The auditor’s failure to present Enron’s true financial position was necessitated by the existence of poor organisational culture, which did not advocate adherence to ethical code of conduct. In an effort to conceal the organisation’s true financial position, Enron paid Arthur Andersen a large amount of money (approximately $52 million). After the revelation of the prevailing scandal in Enron by the US government, the Securities Exchange Commission announced its intention to investigate the company’s involvement in speculative activities. In an effort to conceal the truth, David Duncan, Arthur’s chief auditor issued an order for thousands of financial documents to be destroyed.
Enron’s commitment to exploit the prevailing market opportunities motivated the firm to seek expert advice from Wall Street, a renowned financial services company in order to improve its effectiveness in making decision.

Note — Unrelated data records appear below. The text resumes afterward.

PR #10715, opened 2017-07-02
scripted-diff: Prefer x.empty() over x.size() == 0 and x.length() == 0

practicalswift:
Changes:
* Prefer `x.empty()` over `x.size() == 0` and `x.length() == 0`
* Prefer `!x.empty()` over `bool(x.size())`
* Prefer `!x.empty()` over `x.size() > 0`

Rationale:
* Improve readability.
* Avoid nongeneric code - see ["T.143: Don't write unintentionally nongeneric code"](https://github.com/isocpp/CppCoreGuidelines/blob/master/CppCoreGuidelines.md#t143-dont-write-unintentionally-nongeneric-code) in the C++ Core Guidelines (Stroustrup & Sutter): *"Emptiness works for more containers than size(), because some containers don't know their size or are conceptually of unbounded size."*

### DIFF
--- a/src/addrman.cpp
+++ b/src/addrman.cpp
@@ -448,9 +448,9 @@ int CAddrMan::Check_()
         }
     }
 
-    if (setTried.size())
+    if (!setTried.empty())
         return -13;
-    if (mapNew.size())
+    if (!mapNew.empty())
         return -15;
     if (nKey.IsNull())
         return -16;
--- a/src/addrman.h
+++ b/src/addrman.h
@@ -491,6 +491,11 @@ public:
         return vRandom.size();
     }
 
+    bool empty() const
+    {
+        return size() == 0;
+    }
+
     //! Consistency check
     void Check()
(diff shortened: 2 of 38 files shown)


promag:
Should these
```cpp
if (container.size()) { ... }
if (container.size() > 0) { ... }
```
be
```cpp
if (!container.empty()) { ... }
```
?

practicalswift:
@promag Updated! :-)

promag:
Rename PR to something along "Prefer empty over size or length"?

promag:
@practicalswift Why was this closed?

practicalswift:
@promag Two reasons - I had my doubts if this PR is worth doing (might be a bit too picky and quite heavy to review due to the number of change) and also that the PR failed to gain any concept ACKs from core developers :-)   But thanks for reviewing anyways!

promag:
NP.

Wall Streets’ financial advisors were required to conduct a comprehensive financial analysis of Enron in order to illustrate its true financial position (Allan et al., 2002).
In an effort to propel its unethical accounting practices, Enron made hefty contributions to politicians in an effort to influence the authorities from revealing the actual financial position of the firm. For example, between 1989 and 2001, Enron made political donations amounting to $97,350 to Senator Phil Gramm, a member of the United State Congress. Furthermore the firm made political contributions to various organisations and groups, which its directors were affiliated to.
A report released by the United State Centre for Public Integrity shows that Kenneth Lay, Enron’s Chief Executive Officer, Board Member and Enron’s Chairman contributed $500,000 to support the Bush campaign. This contribution was considered to be the largest single contribution, which made Enron a patron in the Bush Administration. The firm also established strong affiliations with individuals in the Bush Administration. Allan et al. (2002) assert that Enron’s officials had established close links personal, political, financial and social links with various levels of the Bush Administration. It is reported that over 35 officials within the Bush Administration had invested in Enron’s shares. Additionally, Enron had hired some of the government’s officials as consultants. The strong association with the government authorities favoured Enron Corporation oil exploration and drilling despite the resistance from various environmentalists. Subsequently, one can assert that both the directors and the regulatory authorities were not able to undertake their duties because of existence of conflict of interest.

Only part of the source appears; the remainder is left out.